En febrero de 1943, el Sexto Ejército de la Wehrmacht fue aniquilado en el infierno helado de Stalingrado. Más de 90.000 supervivientes, hambrientos y destrozados, se rindieron en masa en lo que constituyó un último acto de insubordinación. Berlín les había ordenado luchar hasta el último aliento. En África, el Ejército británico hacía retroceder a unos panzer que cada día tenían menos repuestos y combustible mientras al oeste de Europa se esperaba una inminente invasión de los Aliados. 

El pueblo alemán comenzaba a dudar de la victoria. Para desesperación de Himmler y Joseph Goebbels, ministro de propaganda del Tercer Reich, miles de octavillas no dejaban de aparecer en varias ciudades de Alemania y Austria clamando contra la camarilla de Hitler y sus crímenes contra la libertad. Los mensajes llamaban al sabotaje y a la resistencia pacífica. También habían aparecido algunas pintadas que rezaban "Libertad" y "Abajo Hitler".

Un soldado soviético en Stalingrado junto a un prisionero alemán Wikimedia Commons

"No creáis que la salvación de Alemania está unida para bien o para mal con la victoria del nacionalsocialismo. Unos criminales no pueden conseguir la victoria alemana", decía una de las notas firmadas por la Rosa Blanca. Mientras la Gestapo trataba de localizar a sus autores, el régimen nazi tramaba un golpe de mano propagandístico en el Palacio de los Deportes de Berlín. Uno de sus últimos mensajes antes de ser detenidos recriminaba en tono irónico a Hitler el desastre de Stalingrado: "Trescientos treinta mil hombres alemanes han sido abocados a la muerte, sin sentido e irresponsablemente (...). Führer, ¡muchas gracias!".
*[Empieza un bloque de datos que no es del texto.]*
Issue #122, opened 2024-08-05
Efficiency issues in EnKF solvers for MPAS-JEDI due to vertical localization


SamuelDegelia-NOAA:
When assimilating the full set of RAP mesonet obs, I found significant slowdown in LETKF for MPAS-JEDI. Using 120 MPI tasks, the LETKF took ~70 min to run. 

I found that this is primarily due to vertical localization. After disabling vertical localization, the LETKF runs in ~24 min. The bottleneck now is hofx calculation, which could be sped up by running LETKF in split observer/solver mode for each member separately, and then catting the hofx file together. I do not think this will have any affect on the vertical localization issue, though. 

It seems that this is a known issue due to the 3d iterator. Some discussion of the problem is [here](https://github.com/JCSDA-internal/mpas-jedi/issues/840), but no solution is available yet other than using GETKF for model-space localization (which has other known efficiency issues).

guoqing-noaa:
Just curious,  is the total time of observer+solver much smaller than running LETKF in one step directly?

SamuelDegelia-NOAA:
@guoqing-noaa, I will work on using this split method for MPAS-JEDI and get back to you. I only ever tried it for FV3-JEDI and did not notice any significant difference in the timing. But I was mainly working on it there to see if the split method could solve the halo observation distribution issue in #51 and did not pay very close attention to the cost.

guoqing-noaa:
Great! Thanks, @SamuelDegelia-NOAA !

Do you have an instruction on how to run LETKF? A few GSL folks (@chunhuazhou, @hongli-wang ,  @HaidaoLin-NOAA, etc) may want to learn and get some hands on experiences on that.

SamuelDegelia-NOAA:
I do not really have any direct instructions, but the yaml file included in RDASApp (https://github.com/NOAA-EMC/RDASApp/blob/develop/rrfs-test/testinput/rrfs_mpasjedi_2022052619_letkf.yaml) works to run LETKF for our older test case. No additional fix files or changes are needed in the run directory compared to running EnVar with `setup_experiment.sh`. Other than changing the yaml file, the only difference compared to EnVar is that you change the executable from `mpasjedi_variational.x` to `mpasjedi_enkf.x`. 

[...]

PR #66, opened 2024-06-10
Added yaml file that include bias correction for atms_npp.

xyzemc:
Addressing [issue#52](https://github.com/NOAA-EMC/RDASApp/issues/52 ), this pull request include a new yaml file includes the bias correction part on top of rrfs_mpasjedi_2022052619_atms_npp_qc.yaml. This new yaml file named as 'rrfs_mpasjedi_2022052619_atms_npp_qc_**bc**.yaml'
Also, three fixed files have been added into the test data Data/obs directory: 
- atms_npp.satbias.nc4
- atms_npp.satbias_cov.nc4
- atms_npp.tlapse.txt

There will be a new output directory Data/bc, which contains two output bias files 
- out_atms_npp.satbias.nc  
- out_atms_npp.satbias_cov.nc

The ctest has been successfully passed, the test result as bellow:

> [Xiaoyan.Zhang@hfe03 rrfs-test]$ ctest
Test project /scratch2/NCEPDEV/fv3-cam/Xiaoyan.Zhang/noscrub/JEDI/RDASApp_atms/build/rrfs-test
    Start 1: rrfs_mpasjedi_2022052619_Ens3Dvar
1/4 Test #1: rrfs_mpasjedi_2022052619_Ens3Dvar .........   Passed   90.76 sec
    Start 2: rrfs_mpasjedi_2022052619_letkf
2/4 Test #2: rrfs_mpasjedi_2022052619_letkf ............   Passed   51.20 sec
    Start 3: rrfs_mpasjedi_2022052619_atms_npp_qc
3/4 Test #3: rrfs_mpasjedi_2022052619_atms_npp_qc ......   Passed   90.54 sec
    Start 4: rrfs_mpasjedi_2022052619_atms_npp_qc_bc
4/4 Test #4: rrfs_mpasjedi_2022052619_atms_npp_qc_bc ...   Passed  155.86 sec
100% tests passed, 0 tests failed out of 4
Label Time Summary:
mpi            = 388.37 sec*proc (4 tests)
rdas-bundle    = 388.37 sec*proc (4 tests)
script         = 388.37 sec*proc (4 tests)
Total Test time (real) = 388.72 sec

PR #184, opened 2024-10-02
Update ctests to include more obs types for more realistic testing 

### LINKED ISSUE #178: Expand ctests to include additional obs for more realistic testing
As mentioned in our last meeting, we do not plan to add additional ctests for each new observation type. Instead, we will expand current ctests for each DA method (3DEnVar, GETKF, etc.) to use additional observations as the yamls get added to RDASApp. This will allow us to build up ctests for more realistic scenarios and observation counts. 

My initial thoughts about how to implement this are: 

- Generate new versions of the `rrfs-test/testinput/*yaml` files, combining the DA yamls in `rrfs-test/validated_yamls/templates/basic_config` with observation yamls in `rrfs-test/validated_yamls/templates/obtype_config`. This will make use of the `gen_yaml.sh` tool that @delippi has developed. 
- The older yamls in `rrfs-test/testinput` are still useful for running smaller experiments, so I plan to move those into something like `rrfs-test/expr_input`.

SamuelDegelia-NOAA:
This PR addresses #178 by updating the mpas-jedi ctests in RDASApp to now use a larger set of observations for more realistic testing. The yaml files for these new ctests are generated from the individual yamls added by other developers into `rrfs-test/validated_yamls/templates/obtype_config`. A script is run during build called `gen_yaml_ctest.sh` that concatenates these yamls, merges them with one of the ctest yamls in `rrfs-test/validated_yamls/templates/basic_config`, and then moves those new files into `rrfs-test/testinput` for use in the ctests.

Currently included in the ctests are mesonet, aircraft, aircar, and ATMS obs.

Other notes
- New observations are staged for these tests in `RDAS_DATA/fix/expr_data/mpas_2024052700/obs_ctest`. Thanks to @delippi for providing these new obs. 
- The standalone LETKF and GETKF ctests are removed given that these take a very long time to run. LETKF is also very slow even in split mode (>1 hour) so the only ctest for EnKF that remains is GETKF in split-mode. This test is still slow compared to EnVar (~20 min vs 5 min), but is still much faster than LETKF. **The GETKF efficiency should be further investigated as we continue development.** 
- Old yamls used for experiments are moved into `rrfs-test/testinput_expr` and linked into the `expr` directory so as to not interupt any ongoing testing by other developers

Ctest output for a fresh clone and build on Hera: 

```
(eva) [Samuel.Degelia@hfe05 ush]$ ./run_rrfs_tests.sh wrfruc
+ cd /scratch1/BMC/zrtrr/Samuel.Degelia/RDASApp_dev/RDASApp/ush/../build/rrfs-test
+ pwd
/scratch1/BMC/zrtrr/Samuel.Degelia/RDASApp_dev/RDASApp/build/rrfs-test
+ ctest -j6
Test project /scratch1/BMC/zrtrr/Samuel.Degelia/RDASApp_dev/RDASApp/build/rrfs-test
    Start 4: rrfs_mpasjedi_2024052700_getkf_observer
    Start 1: rrfs_fv3jedi_hyb_2022052619
    Start 2: rrfs_fv3jedi_letkf_2022052619
    Start 3: rrfs_mpasjedi_2024052700_Ens3Dvar
    Start 6: rrfs_mpasjedi_2024052700_bumploc
1/6 Test #2: rrfs_fv3jedi_letkf_2022052619 .............   Passed  548.44 sec
2/6 Test #1: rrfs_fv3jedi_hyb_2022052619 ...............   Passed  662.11 sec
3/6 Test #6: rrfs_mpasjedi_2024052700_bumploc ..........   Passed  954.16 sec
4/6 Test #3: rrfs_mpasjedi_2024052700_Ens3Dvar .........   Passed  1126.73 sec
5/6 Test #4: rrfs_mpasjedi_2024052700_getkf_observer ...   Passed  1322.96 sec
    Start 5: rrfs_mpasjedi_2024052700_getkf_solver
6/6 Test #5: rrfs_mpasjedi_2024052700_getkf_solver .....   Passed  1331.22 sec

100% tests passed, 0 tests failed out of 6

Label Time Summary:
mpi            = 5945.62 sec*proc (6 tests)
rdas-bundle    = 5945.62 sec*proc (6 tests)
script         = 5945.62 sec*proc (6 tests)

Total Test time (real) = 2655.35 sec
+ exit 0

```

Once we have some initial reviews, one of the code managers can add the tags for CI tests on each machine. Also, if this PR is approved, I will update the Wiki to show how to further extend these ctests by adding additional observation types in `rrfs-test/validated_yamls/templates/obtype_config`. It should be pretty easy now - all that needs to be done is to add the yaml into `obtype_config`, update the `gen_yaml_ctest.sh` script, and then update the test reference data.


SamuelDegelia-NOAA:
Also, here some analysis increments for the new EnVar and GETKF ctests: 

temp
qv

SamuelDegelia-NOAA:
As mentioned [here](https://github.com/NOAA-EMC/RDASApp/issues/122#issuecomment-2392563792), GETKF can be significantly sped up using the `reduce obs space` filter action. But we will need to update the OOPS submodule to make use of it.

guoqing-noaa:
The bottom boundaries of the shaded domain in the increment plots are still straight lines. I think @delippi made an update to be able to plot concave lines there?

SamuelDegelia-NOAA:
Here are the same plots but using the updated plotting scripts: 

temp
qv

SamuelDegelia-NOAA:
Also, @guoqing-noaa I should mention that the Hercules test will fail because I have not yet staged the data there due to permissions. Would you mind copying `RDAS_DATA/fix/expr_data/mpas_2024052700/obs_ctest` from either Hera/Jet onto the corresponding location on Orion/Hercules?

guoqing-noaa:
@SamuelDegelia-NOAA  I just sync'ed new files to Orion/Hercules. It's fine if we see a failure message. We can remove the fail label and redo the CI test.

The `role-zrtrr` account is now ready to use on Orion/Hercules. I will send you an email on this soon.

SamuelDegelia-NOAA:
Thanks for syncing the data @guoqing-noaa. BTW I just tested it and role-zrtrr is working for me on Orion now, thanks!

ShunLiu-NOAA (dismissed):

SamuelDegelia-NOAA:
I just pushed a new commit that adds the ATMS yaml from #66 into the ctests. You can click on that latest commit to see an example of how I added the new observation type. The impact to the runtime and analysis increments is very small given how few ATMS obs are available for this test case.

SamuelDegelia-NOAA:
Hmm, I am not able to recreate the Hercules error from @rrfsbot. I just did a fresh clone+build+test of my branch on Orion and everything passed. I did not think that there was any difference in the file system between Orion and Hercules but maybe there was some issue when this test was run.  

Also, the errors for each ctest from @rrfsbot are the same:

`Reason: Input file is not readable, will stop execution. File: data/obs_ctest/atms_npp_obs_2024052700.nc` 

But that file exists (e.g., `/work/noaa/wrfruc/rrfsbot/PRs_RDASApp/184/build/rrfs-test/rundir-rrfs_mpasjedi_2024052700_Ens3Dvar/data/obs_ctest/atms_npp_obs_2024052700.nc`) and I can access (ncdump) it just fine. Could this have just been a file system error?

guoqing-noaa:
@SamuelDegelia-NOAA Thanks for checking the failed CI tests on Hercules. Let's start the tests again.

SamuelDegelia-NOAA:
Looks like it was the same error. I'll try to build on Hercules instead of Orion and see if I can recreate.

guoqing-noaa:
@SamuelDegelia-NOAA You don't need to do a test. I found the reason and will get back to you soon.

guoqing-noaa:
It is because files under `fix/expr_data/mpas_2024052700/obs_ctest` are not globally readable.
`role-wrfruc` does not belong to the 'zrtrr' group and hence cannot access the files created by `role-zrtrr`.

Anyway, this is a good test and demonstrated that it is a good practice to separate the fix file account and the CI test account.

SamuelDegelia-NOAA:
Ah good catch, that explains why I did not have the issue when running the ctests on my account. Thanks @guoqing-noaa!

ShunLiu-NOAA (dismissed):

SamuelDegelia-NOAA:
The PR has been updated to allow yaml files in `validated_yamls` and `testinput` to be parsed by yaml tools as in #186 and #187. Note that the files in `rrfs-test/validated_yamls/templates/obtype_config` still throw an error when using `yamlparser.py` because of the line `seed_time: *analysisDate`. The use of an alias that is undefined is the cause of the error. However, the alias becomes defined when the obspace yamls are merged with the basic config yamls, and the resulting yamls can be parsed.

guoqing-noaa:
Thanks, @SamuelDegelia-NOAA!  
I had expected we may have another PR to do this. But it is great that you took quick actions on this and made changes in this PR! Thanks!

guoqing-noaa:
@SamuelDegelia-NOAA  Sorry that my following comments are NOT on this PR itself. But since we are trying to make YAML files better, I will put them here:

In the combined `rrfs_mpasjedi_2024052700_Ens3Dvar.yaml`, the following anchors are not referenced anywhere:
```
&heightAndHorizObsLoc
&multiIterationFilter
&horizObsLoc
&ObsSpace
&ObsErrorDiagonal
&GetValues
&multiIterationFilter
```
If not used, we would like to remove them.

The `&iterationConfig` anchor is only referenced twice and it contains only a few lines. We may consider putting them back without using anchors/aliases (especially overwrite aliases) to reduce mental workload, :)

guoqing-noaa:
If only generating a yaml file for 131_T (`aircft_airTemperature_131.yaml`), I got this wield thing:
```
name: ""RoundRobin""
```
and
```
name: ""Halo""
```
I checked the `gen_yaml_ctest.sh` file:
```
    # Replace the @OBSFILE@ placeholder with the appropriate observation file (if it hasn't been done already)
    sed -i "s#@OBSFILE@#\"${obs_filename}\"#" ./$temp_yaml
    # Replace the @DISTRIBUTION@ placeholder with the appropriate observation distribution
    sed -i "s#@DISTRIBUTION@#\"${distribution}\"#" ./$temp_yaml
```
I think we don't need to add escaped quotes here as `distribution` and `obs-filename` are simple strings without any special characters, so it is fine to keep as is.

SamuelDegelia-NOAA:
@guoqing-noaa I just removed the stale anchors from the `basic_config` yaml files. I left `&iterationConfig` since it could be nice to have if adding more outer loops. 

For your comment about the double quotes, are you using the latest version of my branch? My [commit from yesterday](https://github.com/NOAA-EMC/RDASApp/pull/184/commits/edde1fc07086a0747e2f2741ec00c6bd00f79a7c) removed those escaped quotes since I noticed the same thing.

guoqing-noaa:
> @guoqing-noaa I just removed the stale anchors from the `basic_config` yaml files. I left `&iterationConfig` since it could be nice to have if adding more outer loops.


Thanks, @SamuelDegelia-NOAA!

For the outer loops, in the past more than 20 years, we have been using two outer loops. I don't expect we will use more than 3 outer loops and the `iterationConfig` only contains a couple of lines. I would suggest we avoid using "overwrite" anchors/aliases which is a mental workload challenge to lots of users.
 
> For your comment about the double quotes, are you using the latest version of my branch? My [commit from yesterday](https://github.com/NOAA-EMC/RDASApp/pull/184/commits/edde1fc07086a0747e2f2741ec00c6bd00f79a7c) removed those escaped quotes since I noticed the same thing.

Ah, thanks! I did not check out your latest changes.

rrfs-test/testinput/rrfs_fv3jedi_letkf_2022052619.yaml
```diff
@@ -32,7 +32,7 @@ background:
         filename_sfcd: 20220526.190000.sfc_data.nc
         filename_sfcw: 20220526.190000.fv_srf_wnd.res.nc
         filename_cplr: 20220526.190000.coupler.res
-      pattern: %mem%
+      pattern: "%mem%"
```
TingLei-NOAA, line 35: Curious, what is the differences using \" or not?

rrfs-test/testinput_expr/namelist.atmosphere
```diff
@@ -0,0 +1,56 @@
+&nhyd_model
```
TingLei-NOAA, line 1: @SamuelDegelia-NOAA  That will be very helpful if a "doc " block could be given on those set ups.  where have they come from ?  If they should be used as a starting point for our rrfs tests/experiments even outside of rdasapp.

rrfs-test/testinput_expr/rrfs_fv3jedi_hyb_2022052619.yaml
```diff
@@ -62,27 +63,27 @@ cost function:
...
-          nmembers: 20
+          pattern: %mem%
+          nmembers: 20 
           zero padding: 3
         localization:
           localization method: SABER
           saber central block:
             saber block name: BUMP_NICAS
-            active variables: *3dvars
+            active variables: *3dvars
```
TingLei-NOAA: @SamuelDegelia-NOAA  Would you please use this PR to add the below  (shown alongside with the existing "drivers.." block. 
```
         drivers:
         multivariate strategy: duplicated
         compute nicas: true

         model:
                level for 2d variables: last
``` to the fv3jedi var yaml?    As I mentioned in our meetings, this tell the bump to treat the 2d variables as the last level in a 3d structure data, which is needed since the fset is stored from top to bottom when passed to saber.  This option is not needed for this ctest since no 2d analysis variable is used like surface pressure. But adding it here would avoid possible future overlooing on this issue.

File: rrfs-test/testinput_expr/rrfs_fv3jedi_hyb_2022052619.yaml [hunk 4]
```diff
@@ -99,134 +100,86 @@ cost function:
...
-         - filter: GOMsaver
-           filename: ./msonet_geovals_rrfs_2022052619.nc4
 
 variational:
   minimizer:
-    algorithm: DRPCG    # Derber-Rosati Conjugate Gradients
+    algorithm: DRPCG
   iterations:
-  - ninner: 50
+  - ninner: 5
```
TingLei-NOAA: for real data ,  ninner=5 is too small?

rrfs-test/testinput_expr/rrfs_fv3jedi_hyb_2022052619.yaml
```diff
@@ -239,12 +192,12 @@ variational:
...
       layout: [8,10]
       io_layout: [1,1]
-      ntiles: 1
+      ntiles: 1 
       fieldsets:
       - fieldset: DataFix/fix/dynamics_lam_cmaq.yaml
     diagnostics:
       departures: ombg
-  - ninner: 50
+  - ninner: 5
```
TingLei-NOAA: the same question,  5 is a too few for optimization using real data sets.

TingLei-NOAA: In fact "gradient norm reduction: 1e-60" is too strict /ambitious. 
I would recommend to use values like 1e-20 even 1e-10.

rrfs-test/testinput/rrfs_fv3jedi_letkf_2022052619.yaml
SamuelDegelia-NOAA: The quotes are needed because a value cannot start with a `%` if it is to be read by the yaml tools. See #186. Adding the quotes have no impact on the JEDI runs.

rrfs-test/testinput_expr/rrfs_fv3jedi_hyb_2022052619.yaml
```diff
@@ -257,16 +210,19 @@ variational:
...
+      departures: ombg
 final:
   diagnostics:
     departures: oman
 
 output:
   filetype: fms restart
   datapath: ./
-  prefix: hybens3dvar-fv3_lam-C775
+  prefix: hybens3dvar-fv3_lam-C775 #Ens3dvar-fv3_lam-C775
```
TingLei-NOAA: Though the yaml is with "hyb" in its name, it is actually a pure ens3dvar run,  not sure why the name is "hybens...".  But that is ok for being now. In the future, we could make it a real hyb run if we don't keep a pure ens3dvar ctest.

rrfs-test/testinput_expr/namelist.atmosphere
SamuelDegelia-NOAA: The `namelist.atmosphere` and `streams.atmosphere` here are just copies of what was previously in `rrfs-test/testinput`. I moved that directory into `rrfs-test/testinput_expr` since I believe some people were using those files for other experiments. 

As for where they came from, these files were added in #91 when we added the new MPAS test case. Would @guoqing-noaa, @Junjun-NOAA, or @chunhuazhou be able to respond to this? It might be better to do this in another PR, too.

rrfs-test/testinput_expr/rrfs_mpasjedi_2024052700_Ens3Dvar.yaml
```diff
@@ -123,9 +123,3 @@ cost function:
              name: assign error
              error parameter: 1.2  # K
            defer to post: true
```
TingLei-NOAA, line 125: why are the online verification  removed?

rrfs-test/testinput_expr/rrfs_mpasjedi_2024052700_letkf.yaml
```diff
@@ -85,9 +85,3 @@ output mean prior:
 output: # for outputting mean posterior
   filename: ./ana.$Y-$M-$D_$h.$m.$s.nc
   stream name: analysis 
-
```
TingLei-NOAA, line 88: the same question to those changes,, why online verifications were removed?

rrfs-test/testinput_expr/rrfs_fv3jedi_hyb_2022052619.yaml
SamuelDegelia-NOAA: This PR is only updating the yamls to use more data for the MPAS-JEDI tests. These fv3jedi yamls use smaller sets of obs (~800 total obs). I don't mind updating `ninner` to 50 for the fv3jedi case but those files were not created in this PR (only copied between `testinput` and `testinput_expr`).

rrfs-test/testinput_expr/rrfs_fv3jedi_hyb_2022052619.yaml
SamuelDegelia-NOAA: See my response from above. This PR is only updating the yamls to use more data for the MPAS-JEDI tests. If you want to change the fv3-jedi yamls then I can do that but those files were not created in this PR (only copied).

rrfs-test/testinput/rrfs_fv3jedi_letkf_2022052619.yaml
guoqing-noaa: `%` is a special character in YAML. Here the `pattern` key expects a `string` type of value. Usually, YAML will not require a string value to be quoted (This is actually a huge drawback of YAML causing many problems and is criticized by many experts).  If a value starts with special characters or has special meaning needing to be escaped, we need to put on the quotes explicitly. Another example, if we want to take a string value of "True" instead of a boolean value, we need to add quotes as well.

rrfs-test/testinput_expr/rrfs_fv3jedi_hyb_2022052619.yaml
SamuelDegelia-NOAA: Is this fv3jedi yaml not running the hybrid? There is a setting for `covariance model: hybrid` and then there are two covariance sections (`ensemble` and `SABER`).

rrfs-test/testinput_expr/rrfs_mpasjedi_2024052700_Ens3Dvar.yaml
SamuelDegelia-NOAA: The new ctests are run from files in `testinput`. I copied the previous `testinput` directory into `testinput_expr` directory because, I believe, other developers are using those files for experiments. Since the yamls in `testinput_expr` are no longer being used for ctests, the reference verification sections is removed.

rrfs-test/testinput_expr/rrfs_mpasjedi_2024052700_letkf.yaml
SamuelDegelia-NOAA: See my response above.

rrfs-test/testinput_expr/namelist.atmosphere
TingLei-NOAA: @SamuelDegelia-NOAA  So , you meant you were using the set up from GSL 's case,  that is informative..  That will be good if you add those information into this namelist file.   In the future, we  need further discussion on those setup , we know where to start from.

rrfs-test/testinput_expr/rrfs_mpasjedi_2024052700_Ens3Dvar.yaml
SamuelDegelia-NOAA: @TingLei-NOAA I recommend building my branch so that you can see the new yaml files created for the ctests. They are no longer in the repo but are created when RDASApp is built.

rrfs-test/testinput_expr/rrfs_fv3jedi_hyb_2022052619.yaml
TingLei-NOAA: Did you mean, there are multiple copies of the same files?

rrfs-test/testinput_expr/rrfs_fv3jedi_hyb_2022052619.yaml
SamuelDegelia-NOAA: Yes I can add that. Does this need to be added for just fv3-jedi or also mpas-jedi yamls?

rrfs-test/testinput_expr/rrfs_fv3jedi_hyb_2022052619.yaml
SamuelDegelia-NOAA: Yes, there are multiple copies of the fv3jedi yamls. They are located in both `rrfs-test/testinput` and `rrfs-test/testinput_expr`. I should probably remove them from `testinput_expr` since that directory was only meant to save the older yamls that other developers might still be using (that were previously used for ctests). The new ctest yamls will be located in `rrfs-test/testinput`.

rrfs-test/testinput_expr/rrfs_fv3jedi_hyb_2022052619.yaml
TingLei-NOAA: @SamuelDegelia-NOAA   As I asked  previously, did you mean  those files will always be the same ( so, just multiple copied of the same file, or you started from copying the original file, but they are independent to each other?    if they are not supposed to be exactly multiple copies of the same file  , only this file need to be taken care of.

rrfs-test/testinput_expr/rrfs_mpasjedi_2024052700_Ens3Dvar.yaml
TingLei-NOAA: @SamuelDegelia-NOAA  so, those yamls are not for ctests which are generated when rdasapp is built?

SamuelDegelia-NOAA: Correct, the files in `rrfs-test/testinput_expr` are not used for ctests. Those are the yamls that were used for the ctests in the previous version of RDASApp. I did not want to get rid of them since others might still be using them for experiments.

rrfs-test/testinput_expr/rrfs_fv3jedi_hyb_2022052619.yaml
SamuelDegelia-NOAA: The files in `testinput_expr` started as copies of the older yamls in previous version of `testinput`. But then I removed the test reference section from the copies I made in `testinput_expr` since they are no longer being used for ctests. 

But as I mentioned in another response, I should probably just remove the fv3jedi files from `testinput_expr` since they are the same as in `testinput` (minus the test reference section).

SamuelDegelia-NOAA:
> For the outer loops, in the past more than 20 years, we have been using two outer loops. I don't expect we will use more than 3 outer loops and the `iterationConfig` only contains a couple of lines. I would suggest we avoid using "overwrite" anchors/aliases which is a mental workload challenge to lots of users.

@guoqing-noaa I've seen three outer loops used sometimes but yes it is unlikely to need any more than two. And the `iterationConfig` section is six lines since it contains all of the geometry info needed for each outer loop. But this is pretty minor so I'll just go ahead and remove the anchor.

rrfs-test/testinput_expr/rrfs_fv3jedi_hyb_2022052619.yaml
TingLei-NOAA: Thanks. I think mpas-jedi var yaml already have  it.

rrfs-test/testinput_expr/rrfs_mpasjedi_2024052700_Ens3Dvar.yaml
TingLei-NOAA: ok. got it. That make sense now.

rrfs-test/testinput_expr/rrfs_fv3jedi_hyb_2022052619.yaml
TingLei-NOAA: @SamuelDegelia-NOAA  Sorry, I missed that "hybrid " session with the nicas part.  Ok then, that is a hybrid run, while the static B is of unit variances.

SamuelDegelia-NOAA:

El discurso de Goebbels pronunciado el 18 de febrero ante un auditorio fanatizado pretendía empujar a su nación hacia la guerra total. Se compuso de una serie de preguntas retóricas que pretendían responder a la Rosa Blanca y, ante las llamadas de las octavillas al sabotaje general, Goebbels preguntó si el pueblo estaba dispuesto a trabajar diez, doce e incluso catorce horas para alcanzar la victoria. "En una fabulosa competición de oratoria, el ministro de Propaganda y los redactores de las hojas disputaban por persuadir al pueblo alemán", explica García Domingo. 

Mitín de Goebbels del 18 de febrero de 1943 en el Palacio de los Deportes de Berlín Wikimedia Commons

El mismo día que el auditorio jaleaba al ministro, los tétricos uniformes de la Gestapo detuvieron a Hans y Sophie Scholl. Un conserje les había visto arrojar cientos de panfletos en el vestíbulo de la Universidad de Múnich a plena luz del día. El propio agente Robert Mohr, encargado de los interrogatorios, apenas consiguió información en sus sesiones e incluso dudó de la participación de Sophie.

El registro de sus hogares arrojó una montaña de pruebas que logró implicarles, además de apuntar también a Christopher Probst, que fue detenido al día siguiente. Comenzaba el martirio de aquel grupo que solo contaba con sus palabras y una máquina de escribir como arma contra todo un estado totalitario. 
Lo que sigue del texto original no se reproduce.